Search the entries below for the string "views" and copy the lines that hold it.

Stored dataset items
::::::

PR #620, opened 2022-08-29
Add views that join transactions & notes for Android SDK support.

nuttycom:
Android does not provide a good way to perform outer joins in
its type-safe query builder API, so we expose views build using
those joins instead.


zcash_client_sqlite/src/wallet/init.rs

::::::

Exercise output ▸
Add views that join transactions & notes for Android SDK support.
its type-safe query builder API, so we expose views build using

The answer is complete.